One of the main reasons I wrote my own autograder is I wanted students to be able to test their code on other people’s test cases. This is my second semester teaching CS1, and although in both semesters I have used this feature, I have not found it as flexible as I would like. There is only a small window when students are sufficiently comfortable with the concepts – especially functions, but also loops – where they can write good test cases, but not may still struggle with writing the code. I suppose crowdsourced test cases are useful beyond that point, but that is also where CS1 starts becoming more creative, meaning I start reducing the use of the autograder. Together with the schedule of the course (weekly assignments), I really only get to use the crowdsourcing feature once.
This semester, the crowdsourcing was used on a Connect 4 lab. Students had to write a function that determined where a token would go in a column (
lowest_empty_row), a function that asked for and verified user input (
get_input), and a function that checked for the winning condition (
has_connect_four). I motivated test-driven development at the beginning, then asked students to write and submit test cases for
has_connect_four, using provided helper functions to easily create a board. The autograder is set so that during the lab, their own code would only run against their own test case. (Of course, they could also do this directly on their computer.) After the lab is over, I would then toggle the autograder so everyone’s test cases are used, then re-run all submissions on all the test cases. These results – both the correctness of the code, and the discrimination of the test cases – then become the students’ grades.
I thought the lab was mostly successful. The success is from students having “better” test cases than I did – there were a number of off-by-one errors that I didn’t catch, and some near-hits that I didn’t look too closely into. The failure is that, although students are rewarded/punished for the quality of the test case, I do not have any deliberate process for students to reflect on and improve their own test cases. The main constraint is time; although it’s a three-hour lab, students can only afford to spend an hour (more realistically, 30-45 minutes) on the test cases, so they still have time to finish the functions. Even if students had more time, however, I am not sure how I would guide this reflection. One idea would be for them to see the test cases that others (including themselves) failed, and see if they can identify the common programming error that caused it. I am not convinced that this is feasible, nor that it would transfer to awareness of likely mistakes in the future.
I have mentioned this test case crowdsourcing idea to several people, including the folks at zyBooks (which I use for my course), and interestingly I have had minor pushback on its utility. In addition to how students may not write good enough test cases – which this lab in particular offers a counter example – the argument was almost that testing (aka. quality assurance) is a whole different skill set, and therefore it does not play as big a role in CS1. To me, the fact that quality assurance exists as a separate department is evidence for the opposite – that writing good test cases is so hard we need experts to do it, which is all the more reason students should start learning early. That said, my inability to fully take advantage of the autograder, even in the second iteration of the course, suggests a mismatch between what I want to do and how I organize the course.

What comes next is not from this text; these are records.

PR #479, opened 2020-04-09
feature(ListBoxBrowser) STAR-189 Adding support for hidding the root …

nahumzs:
### Purpose 🚀
Lets the listboxbrowser be use as one column instead of two.

### Updates 📦
- [x] MINOR (backward compatible) change to `@paprika/listbox-browser`

### Storybook 📕
http://storybooks.highbond-s3.com/paprika/STAR-189-one-column

### Screenshots 📸

Breadcrumb scaling
breadcrumb scaling

### References 🔗


packages/ListBoxBrowser/src/ListBoxBrowser.js
```diff
@@ -95,6 +95,10 @@ const propTypes = {
     initial value.
   */
   defaultSelectedView: PropTypes.func,
+  /** 
+    In the case you want to use the ListBoxBrowser with one column you can hide the root column
+   */
+  isVisibleRoot: PropTypes.bool,
```
mikrotron, line 101: `isRootVisible` sounds better in English, I think. But maybe `hasLeftColumn` would be more obvious?

packages/ListBoxBrowser/src/ListBoxBrowser.styles.js
```diff
@@ -1,19 +1,31 @@
...
+  ${({ isVisibleRoot }) => {
+    return isVisibleRoot
+      ? ""
+      : css`
+          display: inline;
+          [data-pka-anchor="listbox-content-inline"]:last-child {
+            border: 0;
+            border-radius: ${tokens.border.radius};
+          }
+        `;
```
mikrotron, line 22: Can we define this above as `multiColumnStyles` (or something like that) and then collapse line 13 to a single, more readable line?

packages/ListBoxBrowser/src/ListBoxBrowser.js
nahumzs: I know but didn't we agree to start always with isVisible => then what?

packages/ListBoxBrowser/src/helpers.js
```diff
@@ -16,7 +16,8 @@ function getOptions(indexes, list) {
     });
   }
 
-  return [list[indexes].value];
+  const options = [list[indexes].value].filter(chunk => chunk);
+  return options.length ? options : null;
```
mikrotron, line 20:
```suggestion
  return options || null;
```

mikrotron: Or just?
```js
return [list[indexes].value].filter(chunk => chunk) || null
```

packages/ListBoxBrowser/src/ListBoxBrowser.styles.js
nahumzs: to me is more understandable this way I can see actually what it's happening instead of having to go up on abstraction, and understand what multiColumStyles means, I think this comes to preference, I'm not a real fan of small abstraction or condense this type of logic. 

to me this way you pretty much are seeing what it's happening and what it's being modifying this style. but again its preference.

I want to end on some slightly technical thoughts on how test cases should be graded. For the Connect 4 lab, I graded not by test case but by test suite – that is, how many students failed any of the test cases that a student submitted. In particular, the student who fails the most people gets full marks, then everyone else gets a proportionally lower score based on how many people they did not fail. This means that everyone’s code was perfect, students would not be penalized for not finding bugs with their test cases.
While this gets the rough correlation correct, it doesn’t contribute to the goal of making students reflect on how to write good tests. I have a vague idea of grading individual test cases based on how many other students failed that test. The problem I don’t have a good way of combining this information; simply summing these numbers would favor quantity over quality of tests, while discounting students who fail multiple would revert the grading to what I do now.
I still believe in the idea of crowdsourced testcases. All the issues I brought up here are logistical and not technological, and I would love to hear success stories from others of how they teach test-writing skills.